Description of the task - Write how many lines in the records below include the string "assume". No other text should be given.

Dataset entries -
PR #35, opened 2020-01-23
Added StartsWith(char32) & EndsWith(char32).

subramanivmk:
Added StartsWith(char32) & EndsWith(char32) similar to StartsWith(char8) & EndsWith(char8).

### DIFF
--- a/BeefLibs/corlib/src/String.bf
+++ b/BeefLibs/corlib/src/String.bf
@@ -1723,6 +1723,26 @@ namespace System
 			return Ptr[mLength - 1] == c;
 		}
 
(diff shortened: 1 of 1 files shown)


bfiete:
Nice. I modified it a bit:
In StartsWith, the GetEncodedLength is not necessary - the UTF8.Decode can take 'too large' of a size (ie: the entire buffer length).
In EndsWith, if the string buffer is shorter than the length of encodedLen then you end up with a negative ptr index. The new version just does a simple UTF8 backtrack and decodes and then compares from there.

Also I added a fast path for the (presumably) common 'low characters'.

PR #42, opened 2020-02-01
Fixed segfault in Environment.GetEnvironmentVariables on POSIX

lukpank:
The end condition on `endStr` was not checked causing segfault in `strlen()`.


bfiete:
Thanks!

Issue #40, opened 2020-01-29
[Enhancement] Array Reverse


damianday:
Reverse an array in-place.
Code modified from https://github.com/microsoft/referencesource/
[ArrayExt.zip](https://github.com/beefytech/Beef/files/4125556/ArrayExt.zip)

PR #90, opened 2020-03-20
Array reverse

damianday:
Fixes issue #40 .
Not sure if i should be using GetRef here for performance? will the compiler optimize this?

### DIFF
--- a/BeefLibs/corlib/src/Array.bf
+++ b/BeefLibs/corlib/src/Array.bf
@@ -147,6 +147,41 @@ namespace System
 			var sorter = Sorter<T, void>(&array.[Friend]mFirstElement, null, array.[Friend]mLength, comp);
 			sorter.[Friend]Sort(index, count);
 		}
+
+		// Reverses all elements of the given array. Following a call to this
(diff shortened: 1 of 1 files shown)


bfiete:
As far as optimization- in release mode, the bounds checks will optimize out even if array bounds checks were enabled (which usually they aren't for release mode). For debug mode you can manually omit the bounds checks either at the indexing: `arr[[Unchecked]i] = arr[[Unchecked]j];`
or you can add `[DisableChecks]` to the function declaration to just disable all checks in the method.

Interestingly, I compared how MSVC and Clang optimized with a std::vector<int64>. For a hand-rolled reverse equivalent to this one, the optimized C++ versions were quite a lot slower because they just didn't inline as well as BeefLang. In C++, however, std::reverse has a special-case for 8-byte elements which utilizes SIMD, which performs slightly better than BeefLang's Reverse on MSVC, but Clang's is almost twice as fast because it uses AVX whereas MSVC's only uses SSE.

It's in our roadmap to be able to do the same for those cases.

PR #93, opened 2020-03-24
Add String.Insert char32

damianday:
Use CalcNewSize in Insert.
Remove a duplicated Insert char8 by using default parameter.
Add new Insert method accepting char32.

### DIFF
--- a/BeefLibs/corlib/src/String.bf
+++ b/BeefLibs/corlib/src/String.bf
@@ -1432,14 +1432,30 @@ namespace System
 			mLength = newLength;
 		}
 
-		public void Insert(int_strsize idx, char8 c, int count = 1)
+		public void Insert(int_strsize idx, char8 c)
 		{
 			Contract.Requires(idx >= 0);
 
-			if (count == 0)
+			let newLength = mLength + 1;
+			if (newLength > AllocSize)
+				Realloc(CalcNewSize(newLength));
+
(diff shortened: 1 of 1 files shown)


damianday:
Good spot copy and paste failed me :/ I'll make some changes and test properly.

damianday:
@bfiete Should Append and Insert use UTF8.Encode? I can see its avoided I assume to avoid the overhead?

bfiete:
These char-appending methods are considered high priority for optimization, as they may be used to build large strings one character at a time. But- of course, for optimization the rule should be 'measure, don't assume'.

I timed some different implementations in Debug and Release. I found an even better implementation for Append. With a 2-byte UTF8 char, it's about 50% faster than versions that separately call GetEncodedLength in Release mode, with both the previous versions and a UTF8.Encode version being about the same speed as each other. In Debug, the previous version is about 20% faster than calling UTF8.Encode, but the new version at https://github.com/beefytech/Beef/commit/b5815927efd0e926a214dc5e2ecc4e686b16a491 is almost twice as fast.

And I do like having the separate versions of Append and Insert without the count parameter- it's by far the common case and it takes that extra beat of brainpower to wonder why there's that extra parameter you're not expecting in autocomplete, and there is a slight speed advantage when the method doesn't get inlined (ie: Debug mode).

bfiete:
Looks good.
* * *
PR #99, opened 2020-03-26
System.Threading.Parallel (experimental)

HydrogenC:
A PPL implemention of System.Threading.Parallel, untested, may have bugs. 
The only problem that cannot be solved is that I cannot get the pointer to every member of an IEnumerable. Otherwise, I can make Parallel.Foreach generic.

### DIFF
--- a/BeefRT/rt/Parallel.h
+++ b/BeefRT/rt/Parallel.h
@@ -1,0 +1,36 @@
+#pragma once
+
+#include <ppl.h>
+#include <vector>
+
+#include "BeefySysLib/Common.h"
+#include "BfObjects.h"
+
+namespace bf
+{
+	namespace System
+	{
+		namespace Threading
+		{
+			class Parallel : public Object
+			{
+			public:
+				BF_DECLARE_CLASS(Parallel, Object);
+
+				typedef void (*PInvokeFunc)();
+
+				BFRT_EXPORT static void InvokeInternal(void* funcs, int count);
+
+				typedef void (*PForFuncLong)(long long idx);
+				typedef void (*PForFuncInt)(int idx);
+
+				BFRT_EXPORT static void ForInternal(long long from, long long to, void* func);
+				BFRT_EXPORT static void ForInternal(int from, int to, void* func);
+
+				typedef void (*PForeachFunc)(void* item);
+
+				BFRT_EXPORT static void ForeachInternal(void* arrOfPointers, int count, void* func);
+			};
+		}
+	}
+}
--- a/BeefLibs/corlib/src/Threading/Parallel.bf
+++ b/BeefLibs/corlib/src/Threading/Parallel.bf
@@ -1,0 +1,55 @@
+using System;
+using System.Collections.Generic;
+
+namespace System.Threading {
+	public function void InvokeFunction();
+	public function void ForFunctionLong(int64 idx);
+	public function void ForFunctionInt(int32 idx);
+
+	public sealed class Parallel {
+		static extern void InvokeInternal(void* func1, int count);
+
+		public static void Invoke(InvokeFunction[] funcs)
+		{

Your solution - 2